┏━━

PR #970, opened 2022-02-17
Simplify conditional fed codegen

edwardalee:
This PR is a small step towards improving the C codegen structure. It includes the following:
* Disallow ports in top-level reactors and remove such ports from one test that had them.
* Merge nearly identical methods in CGenerator into one consolidated method.
* Homogenize the way that the generator determines which components are included in a federate.
* A few other small fixes.

### DIFF
--- a/org.lflang.tests/src/org/lflang/tests/compiler/LinguaFrancaValidationTest.java
+++ b/org.lflang.tests/src/org/lflang/tests/compiler/LinguaFrancaValidationTest.java
@@ -484,6 +484,45 @@ public class LinguaFrancaValidationTest {
 //             reactor Foo {
 //                 input in:int;
 //             }
+//             reactor Bar {
+//                 input in:int;
+//                 x1 = new Foo();
+//                 x2 = new Foo();
+//                 in -> x1.in;
+//                 reaction(startup) -> x2.in {=
+//                 =}
+//             }
+//         """
+// Java 11:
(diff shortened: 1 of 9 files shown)


Soroosh129:
It looks like [a few](https://github.com/lf-lang/lingua-franca/blob/f62128963c2c620cf61c9d54fbdf791781c1ea34/org.lflang.tests/src/org/lflang/tests/compiler/LinguaFrancaValidationTest.java#L497) validation tests have ports in the main reactor.

Soroosh129 (approved):
This PR makes the CGenerater code a lot cleaner!
I think we should perhaps wait for @housengw to see if these changes would interfere with his work in #958.

One note: It looks like I had missed the addition of `currentFederate` as a class variable in a previous PR. I think relying on `currentFederate` could make it harder to break the CGenerator into multiple, smaller generators (like the CppGenerator).

housengw:
the code changes that overlap with #958 are minor. Is there a reason behind using `currentFederate` instead of passing a `federate` parameter to the code generating functions?

edwardalee:
> the code changes that overlap with #958 are minor. Is there a reason behind using `currentFederate` instead of passing a `federate` parameter to the code generating functions?

Every function needs it. We could pass it as a parameter, but it gets pretty tedious.

housengw (approved):
this PR looks good. We just need to keep track of where `currentFederate` can be modified..

PR #971, opened 2022-02-17
Add reactor-cpp as a submodule and reorganize the C++ build process

cmnrd:
This PR brings the following changes:
1. Make reactor-cpp a submodule of LF.
2. Overhaul the C++ build process (This has become necessary to support 1. while still allowing mixing of multiple reactor-cpp versions)
3. Make C++ code generation smarter by only overwriting files if they actually change. This enables cmake to properly detect that it does not need to rebuild a file and significantly speeds up compilation times after making changes to an LF file.

## The new C++ build process

Consider this LF project structure:
```
src/
    A.lf
    B.lf
```
Where `A.lf` and `B.lf` both contain a main reactor.

Previously, compiling `A.lf` would create a completely isolated cmake project in `src-gen/A/`. With this PR, this structure is created instead:
```
src-gen/
    A/
        CMakeLists.txt
        <source files>
    CMakeLists.txt
    reactor-cpp-lfbuiltin
```
The internals of `src-gen/A/` are similar to before. However, we get a new top-level CMakeLists.txt that creates a top-level cmake project for the entire LF project. `A/` is automatically included as a subproject. The directory `reactor-cpp-lfbuiltin` is automatically copied from the `reactor-cpp` submodule. The `-lfbuiltin` suffix indicates that it is the built-in reactor-cpp version of LF.

Let's assume we now compile `B.lf` and it sets this target property: `runtime-version: foo`. This will modify the src-gen directory as follows:
```
src-gen/
    A/
        CMakeLists.txt
        <source files>
    B/
        CMakeLists.txt
        <source files>
    CMakeLists.txt
    reactor-cpp-foo
    reactor-cpp-lfbuiltin
```
The `reactor-cpp-foo` directory will be automatically fetched via git. The sub-project `B` is configured to depend on `reactor-cpp-foo`, while `A` still depends on `reactor-cpp-lfbuiltin`.

Overall, this change makes the build-process a lot more robust. CMake is aware of all the files within a project and knows exatly what needs to be compiled when.

I am not sure if these changes might interfere with the LSP linting. @petervdonovan could you check?


cmnrd:
While working on this, I noticed that many methods in `FileConfig` should better be factored out in a `FileUtils` class, as they only provide file system access without depending on any configuration. I will make this change in a separate PR as to avoid hiding the changes made in this PR.

petervdonovan:
This sounds like a big improvement! Cloning the Git repository has definitely been a slow point in the language server. From your description it sounds like it probably will break `CppValidator` since the `CppValidator` depends on variables in `CMakeCache.txt`. I will take a look as soon as I can.

org.lflang/src/org/lflang/FileConfig.java
```diff
@@ -439,32 +504,90 @@ public static void copyFile(Path source, Path destination)  throws IOException {
...
+     *
+     *  This also creates new directories for any directories on the destination
+     *  path that do not yet exist.
+     *
+     *  @param source The source directory as a path relative to the classpath.
+     *  @param destination The file system path that the source directory is copied to.
+     *  @param skipIfUnchanged If true, don't overwrite the file if its content would not be changed
+     *  @throws IOException If the given source cannot be copied.
+     */
+    public void copyDirectoryFromClassPath(final String source, final Path destination, final boolean skipIfUnchanged) throws IOException {
```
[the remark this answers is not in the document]
cmnrd: Probably not, I still have to test things in the IDE.

petervdonovan (commented):
With the changes I just pushed, the language server seems to work -- I checked by merging this into the `lsp` branch locally. LSP tests also pass for me locally, so hopefully there are no more blockers on that front.

org.lflang/src/org/lflang/FileConfig.java
```diff
@@ -422,13 +428,72 @@ public static void copyDirectory(Path src, Path dest) throws IOException {
...
+     * path that do not yet exist.
+     *
      * @param source The source file path.
      * @param destination The destination file path.
+     * @param skipIfUnchanged If true, don't overwrite the destination file if its content would not be changed
      * @throws IOException if copy fails.
      */
-    public static void copyFile(Path source, Path destination)  throws IOException {
+    public static void copyFile(Path source, Path destination, boolean skipIfUnchanged)  throws IOException {
+        Files.createDirectories(destination);
```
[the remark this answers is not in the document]
cmnrd: Avoiding the code duplication is a good idea.

Could you clarify what you mean by "the subtle difference in how the destination argument is handled"? It should be the same across the two methods, but maybe I miss something. Or do you mean the effects of the `skipIfUnchanged` parameter?

cmnrd:
Thanks for your fixes! I will clean things up then and get it to work in Epoch.

org.lflang/src/org/lflang/FileConfig.java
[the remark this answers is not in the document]
petervdonovan: Here, it says, `Files.createDirectories(destination)`, but below, it says, `Files.createDirectories(destination.getParent())`. On second thought, it looks like it does not matter, but I just thought it odd.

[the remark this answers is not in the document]
cmnrd: Oh, interesting, that was not on purpose. I think it should be `Files.createDirectories(destination.getParent())` in both cases.

cmnrd:
As far as I am concerned, this is ready to be merged. The copy mechanism now also works from Epoch and was (manually) tested. It would be great if we could include this PR in the 0.1.0 release. I would only need an approval ;)

org.lflang/src/org/lflang/FileConfig.java
```diff
@@ -439,32 +507,115 @@ public static void copyFile(Path source, Path destination)  throws IOException {
...
-                    "A required target resource could not be found: " + source + "\n" +
-                        "Perhaps a git submodule is missing or not up to date.\n" +
-                        "See https://github.com/icyphy/lingua-franca/wiki/downloading-and-building#clone-the-lingua-franca-repository.\n"
-                        +
-                        "Also try to refresh and clean the project explorer if working from eclipse.");
+        if (sourceStream == null) {
+            throw new IOException(
+                "A required target resource could not be found: " + source + "\n" +
+                    "Perhaps a git submodule is missing or not up to date.\n" +
+                    "See https://github.com/icyphy/lingua-franca/wiki/downloading-and-building#clone-the-lingua-franca-repository.\n"
```
lhstrh, line 521:
```suggestion
                    "To initialize, run `git submodule init`; to update, run `git submodule update`.\n"
```

org.lflang/src/org/lflang/FileConfig.java
```diff
@@ -439,32 +507,115 @@ public static void copyFile(Path source, Path destination)  throws IOException {
...
-                throw new IOException(
-                    "A required target resource could not be found: " + source + "\n" +
-                        "Perhaps a git submodule is missing or not up to date.\n" +
-                        "See https://github.com/icyphy/lingua-franca/wiki/downloading-and-building#clone-the-lingua-franca-repository.\n"
-                        +
-                        "Also try to refresh and clean the project explorer if working from eclipse.");
+        if (sourceStream == null) {
+            throw new IOException(
+                "A required target resource could not be found: " + source + "\n" +
+                    "Perhaps a git submodule is missing or not up to date.\n" +
```
lhstrh, line 520:
```suggestion
                    "Perhaps a git submodule is not initialized and/or not up to date.\n" +
```

org.lflang/src/org/lflang/FileConfig.java
```diff
@@ -439,32 +507,115 @@ public static void copyFile(Path source, Path destination)  throws IOException {
...
+                    "See https://github.com/icyphy/lingua-franca/wiki/downloading-and-building#clone-the-lingua-franca-repository.\n"
+                    +
+                    "Also try to refresh and clean the project explorer if working from eclipse.");
```
lhstrh, line 523:
```suggestion
                    "You may also need to refresh and clean your build system or IDE.");
```

org.lflang/src/org/lflang/FileConfig.java
```diff
@@ -439,32 +507,115 @@ public static void copyFile(Path source, Path destination)  throws IOException {
...
+    public void copyDirectoryFromClassPath(final String source, final Path destination, final boolean skipIfUnchanged) throws IOException {
+        final URL resource = getClass().getResource(source);
+        if (resource == null) {
             throw new IOException(
-                "A required target resource could not be copied: " + source + "\n" +
+                "A required target resource could not be found: " + source + "\n" +
                     "Perhaps a git submodule is missing or not up to date.\n" +
-                    "See https://github.com/icyphy/lingua-franca/wiki/downloading-and-building#clone-the-lingua-franca-repository.",
-                ex);
+                    "See https://github.com/icyphy/lingua-franca/wiki/downloading-and-building#clone-the-lingua-franca-repository.\n"
```
lhstrh, line 564: Note to self: remove duplicate string.

org.lflang/src/org/lflang/FileConfig.java
petervdonovan: (We might want `git submodule update --init` with `--` before the "init.")

lhstrh: I agree that in a situation like this `git submodule update --init` might be a preferable shorthand. I'll adjust it.

lhstrh (approved):
Look very good! Would the directory name `reactor-cpp-default` maybe be better than `reactor-cpp-lfbuiltin`? The latter looks a bit odd and difficult to read, IMO.

cmnrd:
Yes, probably default is better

┗━━

Your instructions:
Reproduce the listing word for word from its first line up to and including the line with "I think we should". Give no other lines.

Written response:
PR #970, opened 2022-02-17
Simplify conditional fed codegen

edwardalee:
This PR is a small step towards improving the C codegen structure. It includes the following:
* Disallow ports in top-level reactors and remove such ports from one test that had them.
* Merge nearly identical methods in CGenerator into one consolidated method.
* Homogenize the way that the generator determines which components are included in a federate.
* A few other small fixes.

### DIFF
--- a/org.lflang.tests/src/org/lflang/tests/compiler/LinguaFrancaValidationTest.java
+++ b/org.lflang.tests/src/org/lflang/tests/compiler/LinguaFrancaValidationTest.java
@@ -484,6 +484,45 @@ public class LinguaFrancaValidationTest {
 //             reactor Foo {
 //                 input in:int;
 //             }
+//             reactor Bar {
+//                 input in:int;
+//                 x1 = new Foo();
+//                 x2 = new Foo();
+//                 in -> x1.in;
+//                 reaction(startup) -> x2.in {=
+//                 =}
+//             }
+//         """
+// Java 11:
(diff shortened: 1 of 9 files shown)


Soroosh129:
It looks like [a few](https://github.com/lf-lang/lingua-franca/blob/f62128963c2c620cf61c9d54fbdf791781c1ea34/org.lflang.tests/src/org/lflang/tests/compiler/LinguaFrancaValidationTest.java#L497) validation tests have ports in the main reactor.

Soroosh129 (approved):
This PR makes the CGenerater code a lot cleaner!
I think we should perhaps wait for @housengw to see if these changes would interfere with his work in #958.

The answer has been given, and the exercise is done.